B、如果左子树的节点个数为t,select(k),如果t=k,那么直接返回根节点的值。

C、如果t>k,根节点的排序太大,需要在左子树中继续select(k)。

D、如果t<k,根节点的排序太小,需要在右子树中继续select(k-t-1)。

E、重复ABCD

 

递归实现:

    /**
     * Return the kth smallest key in the symbol table.
     * 
     * When k is 0, return the smallest key. When k is <em>N</em> &minus; 1, return the largest key.
     * 
     * @param    k the order statistic
     * @return    the kth smallest key in the symbol table
     * 
     * @throws IllegalArgumentException unless {@code k} is between 0 and
     *        <em>N</em> &minus; 1
     */
    public Key select(int k) {
        
        if(k < 0 || k >= size())
            return null;
        
        Node x = select(root, k);//work when BST is empty
        
        if(x == null)
            return null;
        return x.key;
        
    }
    
    private Node select(Node x, int k) {
        
        if(x == null)
            return null;
        
        int t = size(x.left);
        
        if(t > k)
            return select(x.left, k);
        else if(t < k)
            return select(x.right, k - t - 1);
        else
            return x;
        
    }

 

 

非递归实现:

    /**
     * Return the kth smallest key in the symbol table.
     * 
     * When k is 0, return the smallest key.
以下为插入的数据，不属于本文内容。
PR #9707, opened 2026-07-13
feat(api-reference): support OpenAPI 3.2 additional operations

cmmoran:
## Problem

Scalar currently assumes the fixed OpenAPI operation method set when discovering, validating, navigating, and rendering operations. OpenAPI 3.2 adds Path Item `additionalOperations`, allowing custom HTTP methods and operation-level behavior that would otherwise be omitted or normalized incorrectly.

## Solution

Extend the shared HTTP method helpers, Path Item traversal, OpenAPI 3.2 schema handling, navigation, request controls, and API Reference rendering to preserve and display `additionalOperations`. Add regression tests across the affected packages.

The PR is intentionally source-only: generated package output and temporary fork dependency changes are excluded.

## Checklist

- [x] I added a changeset.
- [x] I added tests.
- [ ] I updated the documentation. The change follows the OpenAPI 3.2 specification and is covered by tests; user-facing documentation can be refined separately if maintainers prefer.

Reference: [OpenAPI 3.2 Path Item Object](https://spec.openapis.org/oas/v3.2.0.html#path-item-object).

Validation included `npx pnpm@10.16.1 test` and repository Prettier checks on changed Vue files.


hanspagel:
we don't really support OpenAPI 3.2 yet (it'll come v soon), sooo this adds a bit of the 3.2 stuff to the 3.1 schemas. let me close this for now and revisit once we added 3.2

thanks for bringing this up!

PR #9709, opened 2026-07-15
feat(api-client): OAuth2 token-acquisition for bearer schemes

aqeelat:
## What this does

Treats a config-defined OAuth2 flow as a **token-acquisition source** for a declared HTTP bearer scheme, rather than a competing auth method.

- An `oauth2` scheme that no operation declares is **kept out of the auth dropdown**, so it can't be multi-selected alongside bearer (which would collide on `Authorization`). A new `getOauth2AcquisitionTarget` helper finds the first interactive (authorization-code / implicit) flow.
- The bearer scheme's form gains an inline **"Authorize via OAuth2"** shortcut (plus **Refresh** for authorization-code, plus a **gear** that opens the OAuth2 configuration in a modal). The flow's access token is written onto the **bearer** scheme, so the panel never switches to oauth2 and the request sends `Authorization: Bearer`. The refresh token stays on the oauth2 scheme — the only place that knows how to refresh.
- `runOAuth2Authorize` + `storeOAuth2Tokens` route the access token to the bearer scheme and the refresh token to the oauth2 scheme.

## Why config-side

Our gateway serves one merged spec declaring only `BearerAuth`. Declaring oauth2 in the spec isn't safe across generators: openapi-generator emits OAuth2 token-acquisition infrastructure for every consumer the moment `oauth2` appears in `components.securitySchemes`, and kiota's plugin generator throws on multiple security requirements. So the flow has to live in Scalar config (`authentication.oauth2`) — which is what made it surface as a confusing peer "auth method" in the first place.

## Related

- #9592 / #9637 — the per-operation security gating that previously hid a config-defined oauth2 scheme.

### DIFF
--- a/.changeset/oauth2-token-acquisition.md
+++ b/.changeset/oauth2-token-acquisition.md
@@ -1,0 +1,18 @@
+---
+'@scalar/api-client': minor
+---
+
+Add an OAuth2 token-acquisition shortcut to HTTP bearer schemes, so a bearer
+token can be obtained through an OAuth2 flow without switching auth methods.
+
+- The bearer scheme's form gains an inline **Authorize via OAuth2** shortcut
+  (and, for authorization-code, **Refresh**) that runs the flow and writes the
+  resulting access token onto the bearer scheme — so the panel never switches
+  to oauth2 and the request sends `Authorization: Bearer`. A gear opens the
+  oauth2 configuration in a modal (`OAuth2.hideActions`).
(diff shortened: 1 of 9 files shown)


hanspagel:
omg so cool

hanspagel:
nice

https://github.com/user-attachments/assets/4507c6af-8e49-4ed6-b752-6f7b32243a73

hanspagel (approved):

When k is <em>N</em> &minus; 1, return the largest key.
     * 
     * @param    k the order statistic
     * @return    the kth smallest key in the symbol table
     * 
     * @throws IllegalArgumentException unless {@code k} is between 0 and
     *        <em>N</em> &minus; 1
     */
    public Key select(int k) {
        
        if(k < 0 || k >= size())//include the empty situation
            return null;
        
        Node cur = root;
        
        while(cur != null) {
            int less = size(cur.left);
            
            if(less < k) {
                cur = cur.right;
                k = k - less - 1;
            }
            else if(less > k) {
                cur = cur.left;
            }
            else {
                return cur.key;
            }
        }
        
        return null;
        
    }

 

 

8、rank实现

思路:

A、如果根节点为null,返回0。

B、如果根节点的键刚好等于key,返回左子树的节点个数(刚好只有左子树的所有键小于key)。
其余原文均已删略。